Collected data entries
PR #6261, opened 2021-03-16
Fixes ApplyDamageAll damage spread

Aranclanos:
### Purpose
Fixes the logic of ApplyDamageAll, now it'll properly spread the damage on each limb in the case that a bodypart container has more than one limb.

### Notes:
because each bodypart container only has one limb, this has no noticeable changes

### DIFF
--- a/UnityProject/Assets/Scripts/HealthV2/Living/LivingHealthMasterBase.cs
+++ b/UnityProject/Assets/Scripts/HealthV2/Living/LivingHealthMasterBase.cs
@@ -443,21 +443,21 @@ namespace HealthV2
 		public void ApplyDamageAll(GameObject damagedBy, float damage,
 			AttackType attackType, DamageType damageType, bool damageSplit = true)
 		{
-			float BodyParts = 0;
 			if (damageSplit)
 			{
-				BodyParts += RootBodyPartContainers.Sum(Container => Container.ContainsLimbs.Count());
+				float bodyParts = RootBodyPartContainers.Sum(Container => Container.ContainsLimbs.Count());
+				damage /= bodyParts;
 			}
 
 			foreach (var Container in RootBodyPartContainers)
 			{
 				if (damageSplit)
 				{
-					Container.TakeDamage(damagedBy, damage *  (Container.ContainsLimbs.Count / BodyParts) , attackType, damageType);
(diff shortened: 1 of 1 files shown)


UnityProject/Assets/Scripts/HealthV2/Living/LivingHealthMasterBase.cs
```diff
@@ -443,21 +443,21 @@ public void CalculateOverallHealth()
 		public void ApplyDamageAll(GameObject damagedBy, float damage,
 			AttackType attackType, DamageType damageType, bool damageSplit = true)
 		{
-			float BodyParts = 0;
 			if (damageSplit)
 			{
-				BodyParts += RootBodyPartContainers.Sum(Container => Container.ContainsLimbs.Count());
+				float bodyParts = RootBodyPartContainers.Sum(Container => Container.ContainsLimbs.Count());
```
Bod9001, line 448: this doesn't really make sense with bullets lets say if there was two torsos, both would get damaged from one bullet somehow?

Aranclanos: yes, its ApplyDamageAll, grabs the whole body and applies the dmg value, splitting it or not is up to the bool argument

Bod9001: oh sorry Miss red

Bod9001: ok, reading through and doing the maths doesn't this do it already,
so 10 body parts 100 damage, with container with two body parts
original
100*(2/10 ) = 20
new
10 = 100/10
10  * 2 = 20

so, systems are exactly same?

Aranclanos: Yes! Just simpler to read, now, for the else case it avoids multiplicative dmg since it also carries out the flag

Bod9001: just saying for the one 
Container.TakeDamage(damagedBy, damage, attackType, damageType, true);
if there's two limbs the damage would be split across an equally, tho depending on the attack type I of them could get the full brunt hummm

# Your instructions
The required output is the exact run of lines from the beginning of the records to the line with "because each bodypart", that line included.

# Expected answer
PR #6261, opened 2021-03-16
Fixes ApplyDamageAll damage spread

Aranclanos:
### Purpose
Fixes the logic of ApplyDamageAll, now it'll properly spread the damage on each limb in the case that a bodypart container has more than one limb.

### Notes:
because each bodypart container only has one limb, this has no noticeable changes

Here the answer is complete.